= Beginning of Section =

PR #502, opened 2024-02-26
btcstaking: more tests on finality provider set rotation

SebastianElvis:
Fixes [BM-1160](https://babylon-chain.atlassian.net/browse/BM-1160)

This PR introduces more fuzz tests on finality provider set rotation, including

- voting power update during the full lifecyle of a slashed finality provider with BTC delegations
- voting power update during the full lifecyle of an expired BTC delegation
- active finality provider set rotation in the presence of changing BTC delegations

This is the final PR to the https://github.com/babylonchain/babylon/tree/base/index-optimise-btcstaking branch, finalising the development of this feature.

### DIFF
--- a/x/btcstaking/keeper/power_dist_change_test.go
+++ b/x/btcstaking/keeper/power_dist_change_test.go
@@ -80,38 +80,20 @@ func FuzzBTCDelegationEvents(f *testing.F) {
 		)
 
 		/*
-			at this point, there should be
-			- 1 event that BTC delegation becomes pending at current BTC tip
-			- 1 event that BTC delegation will become expired at end height - w
+			at this point, there should be 1 event that BTC delegation will become expired at end height - w
 		*/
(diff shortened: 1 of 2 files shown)


KonradStaniec (approved):
looks good! 

Another nice set of test would be to have tests in which:
- we generate some amount of events in database
- run begin block
-  check that voting power distriubution matches expectations

SebastianElvis:
I see your point. In fact this is already covered by `FuzzVotingPowerTable_ActiveFinalityProviders` and `FuzzVotingPowerTable_ActiveFinalityProviderRotation` in this PR where we do a bunch of delegations with different patterns, then execute `BeginBlock`, and finally assert consistency of voting power table. 

I'm not sure if it's a good idea to generate events directly in the tests since this requires making functions for generating events public. It's better to be kept private and not reachable from outside the keeper. Wdyt?

PR #514, opened 2024-02-29
Apply typo fixed and remake proto-gen

miles-six:


miles-six:
I will delate previous pr when this pr is mergerd,is it ok?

= End of Section =

WHAT IS BEING ASKED: Give back exactly what runs from the first line of the listing above to the line that contains "I'm not sure", keeping both end lines.

WORKED SOLUTION:
PR #502, opened 2024-02-26
btcstaking: more tests on finality provider set rotation

SebastianElvis:
Fixes [BM-1160](https://babylon-chain.atlassian.net/browse/BM-1160)

This PR introduces more fuzz tests on finality provider set rotation, including

- voting power update during the full lifecyle of a slashed finality provider with BTC delegations
- voting power update during the full lifecyle of an expired BTC delegation
- active finality provider set rotation in the presence of changing BTC delegations

This is the final PR to the https://github.com/babylonchain/babylon/tree/base/index-optimise-btcstaking branch, finalising the development of this feature.

### DIFF
--- a/x/btcstaking/keeper/power_dist_change_test.go
+++ b/x/btcstaking/keeper/power_dist_change_test.go
@@ -80,38 +80,20 @@ func FuzzBTCDelegationEvents(f *testing.F) {
 		)
 
 		/*
-			at this point, there should be
-			- 1 event that BTC delegation becomes pending at current BTC tip
-			- 1 event that BTC delegation will become expired at end height - w
+			at this point, there should be 1 event that BTC delegation will become expired at end height - w
 		*/
(diff shortened: 1 of 2 files shown)


KonradStaniec (approved):
looks good! 

Another nice set of test would be to have tests in which:
- we generate some amount of events in database
- run begin block
-  check that voting power distriubution matches expectations

SebastianElvis:
I see your point. In fact this is already covered by `FuzzVotingPowerTable_ActiveFinalityProviders` and `FuzzVotingPowerTable_ActiveFinalityProviderRotation` in this PR where we do a bunch of delegations with different patterns, then execute `BeginBlock`, and finally assert consistency of voting power table. 

I'm not sure if it's a good idea to generate events directly in the tests since this requires making functions for generating events public. It's better to be kept private and not reachable from outside the keeper. Wdyt?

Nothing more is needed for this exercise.